No. 3 was built by the Rogers Locomotive and Machine Works of Paterson, New Jersey. Construction of the locomotive was completed on March 26, 1891, and was given Rogers' construction number 4493. It has 17 × 24 in cylinders, 56 in driving wheels and weighs 50 ST in working order. It was built for the Prescott & Arizona Central Railway (P&AC) as their locomotive #3 and named W.N. Kelley after the company's treasurer.

The P&AC went bankrupt in 1893 and its chief promoter, Thomas S. Bullock, relocated much of its equipment and hardware to California, including the No. 3. He then entered into a partnership with Prince André Poniatowski and William H. Crocker, and together in 1897 they incorporated the Sierra Railway Company of California to connect Oakdale, California with the mining and timber producing regions of Tuolumne County and Calaveras County.

The locomotive became Sierra No. 3 (dropping the W. N. Kelley name) and played a key role in the construction of the railroad to Jamestown, California in 1897, Sonora, California in 1899 and Tuolumne, California in 1900. It was the primary locomotive pulling freight trains on the railroad until 1906, when the Sierra Railway purchased a new Baldwin Locomotive Works 2-8-0 locomotive.
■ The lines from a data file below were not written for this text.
PR #1437, opened 2025-04-18
Detect shared /Kids arrays in pages tree

m-holger:
In QPDF::getAllPagesInternal include the /Kids array in the visited set for loop detection.

Fixes oss-fuzz issue 411312393


m-holger:
@jberkenbilt  , I am going to merge despite the CI failure. It seems pretty clear that this is a mingw problem which hopefully will sort itself out.

Issue #1056, opened 2023-10-24
`generateAppearancesIfNeeded` does not allow enabled values other than "/Yes" for checkboxes


dmjohnsson23:
The `QPDFAcroFormDocumentHelper::generateAppearancesIfNeeded` (or, more accurately, `QPDFFormFieldObjectHelper::setCheckBoxValue`) method does not allow enabled values other than "/Yes". However, this does not work for all PDFs. For example, [here](https://www.va.gov/vaforms/va/pdf/VA9.pdf) is a PDF that uses "/1" as the enabled value. Checkboxes should be allowed to be set to any value in the "/AP" dictionary, similar to how radio buttons work.

I was able to track the issues to these two lines, but I'm not a C programmer, so I thought it best to let someone else make the actual changes. (I'm using QPDF by way of PikePdf, rather than directly)
* https://github.com/qpdf/qpdf/blob/81823f4032caefd1050bccb207d315839c1c48db/libqpdf/QPDFFormFieldObjectHelper.cc#L307
* https://github.com/qpdf/qpdf/blob/81823f4032caefd1050bccb207d315839c1c48db/libqpdf/QPDFFormFieldObjectHelper.cc#L419

I've never encountered a checkbox that used anything other than "/Off" for the disabled value, but the enabled value appears to be a bit a a wild west.

jberkenbilt:
Thanks -- I should be able to work this in.

jberkenbilt:
@dmjohnsson23 Thanks for your analysis. This made my work very easy. I verified in the spec as well -- the old functionality was incorrect. Thanks for taking the time to report this. It will be fixed for 11.7.0.

amargerandhw:
Hello @jberkenbilt, thanks for your awesome project !
I think the fix done here https://github.com/qpdf/qpdf/pull/1089 is not complete as the method `QPDFFormFieldObjectHelper::setCheckBoxValue` still set `/Yes` when you pass true. I think it should be the corresponding true value of the checkbox.
If I'm not mistaken that could be done by checking the keys returned by `AP.getKey("/N").getKeys()` ?

Thank you in advance

dmjohnsson23:
This may or may not be useful to you, but here is how I ended up working around this bug to set the checkbox appearance:

https://github.com/dmjohnsson23/pdform/blob/432dc1474d552e1eea1f07dad8c729e22e0ea610/pdform/model/form_field.py#L240

[...]

PR #1439, opened 2025-04-19
Implement QPDFFormFieldObjectHelper::isChecked

jbarlow83:
API was defined, but .cc had no implementation. PDF 2.0 manual is surprisingly unclear as to on/off values, giving /Yes in an example and /Off in descriptive text as "not on".

### DIFF
--- a/libqpdf/QPDFFormFieldObjectHelper.cc
+++ b/libqpdf/QPDFFormFieldObjectHelper.cc
@@ -248,6 +248,12 @@ QPDFFormFieldObjectHelper::isCheckbox()
 }
 
 bool
+QPDFFormFieldObjectHelper::isChecked()
+{
+    return isCheckbox() && getValue().isName() && (getValue().getName() != "/Off");
+}
+
+bool
 QPDFFormFieldObjectHelper::isRadioButton()
 {
     return ((getFieldType() == "/Btn") && ((getFlags() & ff_btn_radio) == ff_btn_radio));


jbarlow83 (commented):
An alternative would be to drop ::isChecked if it's ill-defined.

m-holger:
@jbarlow83 , my reading of the spec is that /Off is not checked, anything else is checked.

jberkenbilt:
> @jbarlow83 , my reading of the spec is that /Off is not checked, anything else is checked.

I'm pretty sure that's right. See #1056 .

jberkenbilt:
It's interesting that isChecked sat there in the API for all these years without anyone ever noticing that I had never implemented it. That's telemetry at its best, I guess.

jberkenbilt:
I will accept this once I figure out what's messed up about mingw builds. I doubt it's related to this, but I'm going to push another PR soon and will see.

m-holger:
> I doubt it's related to this,

It isn't. Bumping to 12.1.1 fails, as does rebuilding my fork of qpdf which passed CI originally.

jberkenbilt:
If I had to guess, I'd say it's line endings, but we'll see. Ordinarily I'd just wait it out, but I was hoping to get 12.1.1 out.

jberkenbilt:
My current PR is not failing on Windows. I've rerun the failed jobs. Perhaps github broke the build image and has subsequently repaired it. We'll see.

PR #1443, opened 2025-04-23
zlib-flate: add option skip=N to ignore leading bytes

iam-TJ:
Allow ignoring leading bytes in the stream before beginning the
    [un]compress operation.

    This tool has many valuable uses beyond PDF processing. There is no
    similar tool for raw zlib streams widely available; The entire Debian
    archive lacks any others for example.

    Use-case: extracting Android's native 'backup' tool archives that
    contain a 24-byte header followed by a raw zlib stream. E.g:

     $ adb shell bu backup -shared > shared.backup
     $ cat shared.backup | zlib-flate -skip=24 -uncompress | tar --list -f -

One can of course use `dd bs=24 skip=1 ...`  in the pipeline but having this ability native in `zlib-flate` feels more polished and makes integrating it into more complex analysis and/or data-recovery tool-kits much cleaner.

### DIFF
--- a/zlib-flate/zlib-flate.cc
+++ b/zlib-flate/zlib-flate.cc
@@ -13,7 +13,8 @@ static char const* whoami = nullptr;
 void
 usage()
 {
-    std::cerr << "Usage: " << whoami << " { -uncompress | -compress[=n] }" << std::endl
+    std::cerr << "Usage: " << whoami << " [ -skip=N ] { -uncompress | -compress[=n] }" << std::endl
+              << "  skip=N will discard first N bytes of input before doing [un]compress" << std::endl
               << "If n is specified with -compress, it is a zlib compression level from"
               << std::endl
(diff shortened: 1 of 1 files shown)


jberkenbilt:
Interestingly, I use zlib-flate for this purpose. But rather than building skip into zlib-flate, I'd suggest just using dd.
```
dd if=shared.backup ibs=24 skip=1 | zlib-flate -uncompress | ...
```
should probably work fine, and I'd rather not add the extra feature to zlib-flate. But you're right -- I've used zlib-flate to decide raw streams in all sorts of applications. While I also haven't found other CLI tools for this (not that I've looked very hard), it's also pretty easy to do programmatically in various scripting languages that have raw zlib support. But I think the `dd` command above will work well enough.

jberkenbilt:
Thanks again for the suggestion. I'm closing this as `wontfix` because I think just using dd is adequate and we shouldn't add extra complexity to zlib-flate.

PR #1447, opened 2025-04-27
Fix QPDFFormFieldObjectHelper::getChoices (fixes #1433)

### LINKED ISSUE #1433: `QPDFFormFieldObjectHelper::getChoices()` returns empty list
QPDF seems to only return results that are strings, which is the cause of the issue:

https://github.com/qpdf/qpdf/blob/ac94437ae9d295efe991f148b7609c5f67580203/libqpdf/QPDFFormFieldObjectHelper.cc#L276

However, this is not correct. According to the PDF spec, the `/Opt` array may contain *either* strings, or `[export_value, display_value]` pairs. See Table 231 in 12.7.4.4 of the [PDF spec](https://opensource.adobe.com/dc-acrobat-sdk-docs/pdfstandards/PDF32000_2008.pdf).

An example PDF: [dd0293.pdf](https://github.com/user-attachments/files/19780689/dd0293.pdf)

This may be difficult to fix without changing the signature of the method, which is perhaps why it is implemented the way that it is, but the current implementation is not correct. Perhaps in this case, the existing method could return the export value, and a new method, `getChoicePairs()` could be created with a more correct implementation?

m-holger:
Return the display value if the choices entry is an array of strings rather than a single string.

Test file is need-appearances.pdf modified to contain one array entry.

### DIFF
--- a/include/qpdf/QPDFFormFieldObjectHelper.hh
+++ b/include/qpdf/QPDFFormFieldObjectHelper.hh
@@ -147,7 +147,7 @@ class QPDFFormFieldObjectHelper: public QPDFObjectHelper
     // Returns true if fields if of type /Ch
     QPDF_DLL
     bool isChoice();
-    // Returns choices as UTF-8 strings
+    // Returns choices display values as UTF-8 strings
     QPDF_DLL
     std::vector<std::string> getChoices();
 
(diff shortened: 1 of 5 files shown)


m-holger:
Open issues:

- what is the permanent solution for returning export values?

- how do we handle invalid entries? Simply ignoring them results in the returned array not alligning with the choices.

jberkenbilt (approved):
Approving as an improvement with no apparent downside over the existing behavior, even if this may not be the ultimate solution.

It played a significant role in passenger and freight hauling operations in the Sierra foothills during the early development of Tuolumne County.

Originally built as a coal-fired locomotive, Sierra No. 3 was converted to burn oil sometime between 1900 and 1902.

Sierra No. 3 was involved in several wrecks. In February 1898, a switch mishap killed conductor William G. Bailey. In September 1899, its tender derailed while backing up on a trestle, causing it to collapse.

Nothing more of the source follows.